Collected data:
--- START ---

PR #11021, opened 2026-03-23
TINY-13949: fix focus lost on tag delete

ztomaszyk:
Related Ticket: TINY-13949

Description of Changes:

- Changed Tag component keyboard handler from `onKeyUp` to `onKeyDown` for Backspace/Delete key handling
- Added `requestAnimationFrame` delay to tag removal to allow focus navigation to complete first
- Added BACKSPACE and DELETE key constants to the Keys module
- Enhanced TabbingType with `focusPreviousOnDelete` configuration option to enable automatic focus movement when delete keys are pressed on matching elements
- Modified keydown rules to conditionally include delete key handling based on the new configuration

Pre-checks:

- [x] ~~Changelog entry added~~ (in related PR)
- [x] Tests have been added (if applicable) (in related PR)

Review:

- [x] Milestone set

## Summary by CodeRabbit

- **New Features**
    - Closable tags can be dismissed with Backspace or Delete (now fires on key-down for more responsive keyboard interaction)
    - Added explicit Backspace/Delete keyboard recognition for navigation
    - Tab-key navigation API now exposes a stable "goBackwards" action to programmatically move focus backward for keyboard users

### DIFF
--- a/modules/oxide-components/src/main/ts/bespoke/tinymceai/tag/Tag.tsx
+++ b/modules/oxide-components/src/main/ts/bespoke/tinymceai/tag/Tag.tsx
@@ -48,7 +48,7 @@ export const Tag = forwardRef<HTMLDivElement | HTMLAnchorElement, TagProps>((pro
   const focusable = Type.isNullable(focusableProp) || closeable ? true : props.focusable;
   const sharedAttrs = {
     className: Bem.block('tox-tag'),
-    onKeyUp: (e: React.KeyboardEvent<HTMLDivElement | HTMLAnchorElement>) => {
+    onKeyDown: (e: React.KeyboardEvent<HTMLDivElement | HTMLAnchorElement>) => {
       if (closeable && [ 'Backspace', 'Delete' ].includes(e.key) && !disabled) {
         props.onClose();
       }
--- a/modules/oxide-components/src/main/ts/keynav/KeyboardNavigationHooks.ts
+++ b/modules/oxide-components/src/main/ts/keynav/KeyboardNavigationHooks.ts
@@ -1,6 +1,6 @@
 import { Fun } from '@ephox/katamari';
 import { SugarElement } from '@ephox/sugar';
-import { useEffect, type RefObject } from 'react';
+import { useCallback, useEffect, useRef, type RefObject } from 'react';
 
 import * as EscapingType from './keyboard/escaping/EscapingType';
 import * as ExecutingType from './keyboard/execution/ExecutionType';
@@ -28,17 +28,28 @@ const bindEvents = (container: HTMLElement, handlers: KeyingType.Handlers) => {
 
 export interface TabKeyingProps extends BaseProps, TabbingType.TabbingConfig { }
 
-export const useTabKeyNavigation = (props: TabKeyingProps): void => {
+export interface TabKeyNavigationApi {
+  readonly goBackwards: () => void;
+}
+
+export const useTabKeyNavigation = (props: TabKeyingProps): TabKeyNavigationApi => {
+  const goBackwardsRef = useRef<() => void>(Fun.noop);
+
   useEffect(() => {
     const { containerRef } = props;
 
     if (containerRef.current) {
       const handlers = TabbingType.create(SugarElement.fromDom(containerRef.current), props);
+      goBackwardsRef.current = handlers.goBackwards;
       return bindEvents(containerRef.current, handlers);
     } else {
+      goBackwardsRef.current = Fun.noop;
       return Fun.noop;
     }
   }, [ props ]);
+
+  const goBackwardsCallback = useCallback(() => goBackwardsRef.current(), []);
+  return { goBackwards: goBackwardsCallback };
 };
 
 export interface FlowKeyingProps extends BaseProps, FlowType.FlowConfig { }
--- a/modules/oxide-components/src/main/ts/keynav/keyboard/TabbingType.ts
+++ b/modules/oxide-components/src/main/ts/keynav/keyboard/TabbingType.ts
@@ -3,7 +3,8 @@ import { Compare, Height, SelectorFilter, SelectorFind, type SugarElement, Trave
 
 import * as ArrNavigation from '../navigation/ArrNavigation';
 
-import type { GeneralKeyingConfig } from './KeyingModeTypes';
+import * as FocusManagers from './FocusManagers';
+import { FocusInsideModes, type GeneralKeyingConfig } from './KeyingModeTypes';
 import * as KeyingType from './KeyingType';
 import * as KeyMatch from './KeyMatch';
 import * as KeyRules from './KeyRules';
@@ -119,7 +120,11 @@ const getKeyupRules = Fun.constant([
   KeyRules.rule(KeyMatch.inSet(Keys.TAB), goFromPseudoTabstop),
 ]);
 
-const create = (source: SugarElement<HTMLElement>, config: TabbingConfig): KeyingType.Handlers => {
+export interface TabbingHandlers extends KeyingType.Handlers {
+  readonly goBackwards: () => void;
+}
+
+const create = (source: SugarElement<HTMLElement>, config: TabbingConfig): TabbingHandlers => {
   const partialConfig: Required<TabbingConfig> = {
     execute: Fun.constant(Optional.none()),
     escape: Fun.constant(Optional.none()),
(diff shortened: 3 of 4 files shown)


zuzanna-antas:
* **#11021** <a href="https://app.graphite.com/github/pr/tinymce/tinymce/11021?utm_source=stack-comment-icon" target="_blank">Graphite</a> 👈 <a href="https://app.graphite.com/github/pr/tinymce/tinymce/11021?utm_source=stack-comment-view-in-graphite" target="_blank">(View in Graphite)</a>
* `main`


<h2></h2>

modules/oxide-components/src/main/ts/keynav/keyboard/TabbingType.ts
```diff
@@ -20,6 +20,7 @@ export interface TabbingConfig {
   readonly cyclic?: boolean;
   readonly focusIn?: boolean;
   readonly closest?: boolean;
+  readonly focusPreviousOnDelete?: string;
```
hamza0867: I don’t think this is how it should be done. Moving the focus from the current tag to the previous one needs to be handled by the plugin, not the TabbingType keyboard nav hook

hamza0867 (changes requested):
I don’t believe it is the hook’s responsibility to move the focus after an element is deleted. I understand that we might want to handle the keyboard on keydown instead of up, but it’s the plugin that needs to move the focus when an element is about to be deleted

modules/oxide-components/src/main/ts/bespoke/tinymceai/tag/Tag.tsx
```diff
@@ -48,9 +48,12 @@ export const Tag = forwardRef<HTMLDivElement | HTMLAnchorElement, TagProps>((pro
...
   const sharedAttrs = {
     className: Bem.block('tox-tag'),
-    onKeyUp: (e: React.KeyboardEvent<HTMLDivElement | HTMLAnchorElement>) => {
+    onKeyDown: (e: React.KeyboardEvent<HTMLDivElement | HTMLAnchorElement>) => {
       if (closeable && [ 'Backspace', 'Delete' ].includes(e.key) && !disabled) {
-        props.onClose();
+        // Defer removal so the keynav goBackwards handler can move focus first
+        window.requestAnimationFrame(() => {
+          props.onClose();
+        });
```
TheSpyder: We have too much async in our UI already. Now that 8.4 is done I'm going to start cracking down on this, so you'll have to find another way.

modules/oxide-components/src/main/ts/keynav/keyboard/TabbingType.ts
TheSpyder: Sort of. I agree this setting is the wrong way, but it must remain the responsibility of the focus management code to manage focus.

The plugin should catch the tag close event, remove it from the UI and at that point direct the focus management code to move in the direction it wants - in other words the fix is still within oxide-components, but what we need is a way to call the "go backwards" function.

modules/oxide-components/src/main/ts/keynav/keyboard/TabbingType.ts
```diff
@@ -107,13 +108,21 @@ const execute = (component: SugarElement<HTMLElement>, _event: Event, tabbingCon
...
   KeyRules.rule(KeyMatch.inSet(Keys.TAB), goForwards),
   KeyRules.rule(KeyMatch.inSet(Keys.ENTER), execute),
   KeyRules.rule(KeyMatch.inSet(Keys.SPACE), execute),
   KeyRules.rule(KeyMatch.inSet(Keys.ESCAPE), escape),
-]);
+  ...(config.focusPreviousOnDelete ? [
+    KeyRules.rule(KeyMatch.and([
+      KeyMatch.inSet(DELETE_OR_BACKSPACE),
+      (event) => event.target instanceof window.HTMLElement && event.target.matches(config.focusPreviousOnDelete)
+    ]), goBackwards),
```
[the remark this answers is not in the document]
TheSpyder: We don't support running our UI in an iframe separate to the editor.

TheSpyder (changes requested):

modules/oxide-components/src/main/ts/keynav/keyboard/TabbingType.ts
hamza0867: My bad, that's what I meant, I just didn't word it properly. The only thing I would add is that we want to move the focus before we remove the element from the DOM, so after the click on remove but before removing the element from the DOM so that we don't end up with focus moving to body at some point

TheSpyder: We'd move the focus in the click event and let React handle removing the tag from the DOM.

modules/oxide-components/src/main/ts/bespoke/tinymceai/tag/Tag.tsx
spocke: We should just need the call to happen on keydown then do all management of this in the plugin. It's a plugin concern to deal with what the delete key does in this case. Moving focus is a plugin concern. So in the plugin on this even you move focus to where it need to go using a state in zustand store or directly by a dom ref if the element doesn't re-render.

ztomaszyk:
@TheSpyder & @hamza0867, I changed the approach and updated related PR. You can take another look, thanks for review!

modules/oxide-components/src/main/ts/keynav/KeyboardNavigationHooks.ts
```diff
@@ -28,17 +28,28 @@ const bindEvents = (container: HTMLElement, handlers: KeyingType.Handlers) => {
...
       const handlers = TabbingType.create(SugarElement.fromDom(containerRef.current), props);
+      goBackwardsRef.current = handlers.goBackwards;
       return bindEvents(containerRef.current, handlers);
     } else {
+      goBackwardsRef.current = Fun.noop;
       return Fun.noop;
     }
   }, [ props ]);
+
+  const goBackwardsCallback = useCallback(() => goBackwardsRef.current(), []);
```
hamza0867, line 51: You already have the ref that you can return,  why use the `useCallback` here ? especially with the empty deps array, it seems to me this will be stale once the props change (admittedly they shouldn't change often).  
  
What do you think @coderabbitio

modules/oxide-components/src/main/ts/keynav/keyboard/TabbingType.ts
```diff
@@ -107,19 +108,23 @@ const execute = (component: SugarElement<HTMLElement>, _event: Event, tabbingCon
...
 
-const getKeydownRules = Fun.constant([
+const getKeydownRules = (_component: SugarElement<HTMLElement>, _event: KeyboardEvent, _config: FullTabbingConfig) => [
   KeyRules.rule(KeyMatch.and([ KeyMatch.isShift, KeyMatch.inSet(Keys.TAB) ]), goBackwards),
   KeyRules.rule(KeyMatch.inSet(Keys.TAB), goForwards),
   KeyRules.rule(KeyMatch.inSet(Keys.ENTER), execute),
   KeyRules.rule(KeyMatch.inSet(Keys.SPACE), execute),
   KeyRules.rule(KeyMatch.inSet(Keys.ESCAPE), escape),
-]);
+];
```
hamza0867: This is equivalent to the version from before the change

modules/oxide-components/src/main/ts/keynav/KeyboardNavigationHooks.ts
```diff
@@ -28,17 +28,28 @@ const bindEvents = (container: HTMLElement, handlers: KeyingType.Handlers) => {
 
 export interface TabKeyingProps extends BaseProps, TabbingType.TabbingConfig { }
 
-export const useTabKeyNavigation = (props: TabKeyingProps): void => {
+export interface TabKeyNavigationApi {
+  readonly goBackwards: () => void;
```
hamza0867, line 32: If we're adding this, then we would have to add other apis as well, like goForwards, and then we would need to do the same for other keyboard navigation types (flow type, menu type ...etc)

hamza0867 (approved):
I think a simpler and more coherent approach would have been to do this completely in the plugin, move the focus in the onRemove callback. Now, to be consistent we would have to add the same api to other keyboard nav types.

modules/oxide-components/src/main/ts/keynav/KeyboardNavigationHooks.ts
zuzanna-antas: Created ticket https://ephocks.atlassian.net/browse/TINY-14184

modules/oxide-components/src/main/ts/keynav/keyboard/TabbingType.ts
zuzanna-antas: Went with this approach and created a ticket to expose goForward as well and add the APIs to other hooks -  https://ephocks.atlassian.net/browse/TINY-14184

> The plugin should catch the tag close event, remove it from the UI and at that point direct the focus management code to move in the direction it wants - in other words the fix is still within oxide-components, but what we need is a way to call the "go backwards" function.

spocke (approved):

modules/oxide-components/src/main/ts/keynav/KeyboardNavigationHooks.ts
TheSpyder: React, often making hard things easy but always making easy things complicated.

TheSpyder (approved):
The `goBackwards` implementation should absolutely be in the specific keyboard type, because what backwards means depends on how the focus flows.

The issues with how we call `goBackwards` seems like more of an architectural issue with our choice of focus management.

This is still an improvement.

--- END ---

BRIEF: Looking at the records above, work out how many lines hold "requested" and write only that number.

OUTPUT: 2